A Tale of Two Resolutions
Friday Jun 23
One day about four weeks ago I told a really remarkable friend of mine about the problems that were plaguing me. I then resolved not to breathe a single word about them to anyone, including him, from then on. When you have a friend who understands everything because he feels and thinks the same way you do, do you need to say anymore to him or to anyone else? The last thing you want to do is to burden someone, or even to hope to gain the sympathy of people who don't understand.
An event today confirmed it. I resolved not to say anything, and I did just that.
Sunday Jun 25
Without a car, it took me more than twenty minutes to walk from the bookstore to my office. I wanted to get some stuff done. Too many thoughts were swirling in my mind.
I grabbed a pen and a piece of paper. I wrote down my age at the top.
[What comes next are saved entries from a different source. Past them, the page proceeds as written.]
PR #1130, opened 2015-09-12
rtl8192c_rf6052: PHY_RFShadowRefresh(): fix off-by-one

marckleinebudde:
Signed-off-by: Marc Kleine-Budde mkl@blackshift.org


popcornmix:
Ideally should be submitted to realtek:
http://www.realtek.com.tw/downloads/downloadsView.aspx?Langid=1&PNid=21&PFid=48&Level=5&Conn=4&DownTypeID=3&GetDown=false&Downloads=true

But looks valid, so I've cherry-picked it.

Below it I wrote my major in college and my graduate school discipline. I wrote down where I wanted to be and to live. Then I wrote down everything that was important to me, my interests, my friends, my everything. I wrote down just one word for each thing that crossed my mind. At the end of it, I glanced quickly at the list I just made, still confused, torn asunder in five different directions. I folded the paper up and put it in my pocket. Told myself, I will have to make a choice. Soon.
Waited at the bus-stop for over a quarter of an hour. The bus didn't come. Went back to the building to look for my friends. Couldn't find any. Sunday afternoon, nobody was there. Had the urge to call one of them up to beg for a ride home. It was then that I resolved. I resolved to walk home.
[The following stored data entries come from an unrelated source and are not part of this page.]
PR #1132, opened 2015-09-13
Revert "BCM270X_DT: mz61581: Revert to spi-bcm2708"

notro:
This reverts commit 1820cd05d93b2d465d1616202772efe5bf0d11fe.

The spi-bcm2835 driver has been fixed, so now we can use it again.

Signed-off-by: Noralf Trønnes noralf@tronnes.org

### DIFF
--- a/arch/arm/boot/dts/overlays/README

So I started making my journey home on foot. Crossed the road. Made my way past the stadium and the huge parking lot. Climbed the hill past the stately mansions and pretty homes. Left the tree-lined street for the country road. Left the shade for the sun. Walked by fields of wild grass and past the huge estate. Trudged forward on the gravel shoulder by the side of the US highway, with cars and trucks thundering by on my right. Crossed the long treeless stretch bordering the huge Walmart.
I walked and walked. Took every step in silence, silence except for the calls of the insects, the cries of the birds, the rustling of the reeds, and the incessant boom from the highway. Silence except for the voices in my head.
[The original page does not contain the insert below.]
PR #1134, opened 2015-09-15
Use dtb-dirs feature for overlays.

dlech:
The kernel makefiles have a dtb-dirs target that is for vendor subdirectories.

In the end, I got home. Just before I stepped into my apartment, I heard the hiss of a bus letting of its gases. Turning around, I spied three people get off the bus. An Indian, a blonde, and a Chinese girl. Students, students like me. The Indian chap remarked with a wide smile, "That felt so great. Must have been the best bus ride I ever took." The girls, they were giggling. A happy sight. Like me, they must have also been deceived by the bus schedule.
I did not smile. But I was thinking, I had walked for an hour and I made it home.
1 Comments:
Glad to see that you are posting again. Very poetic.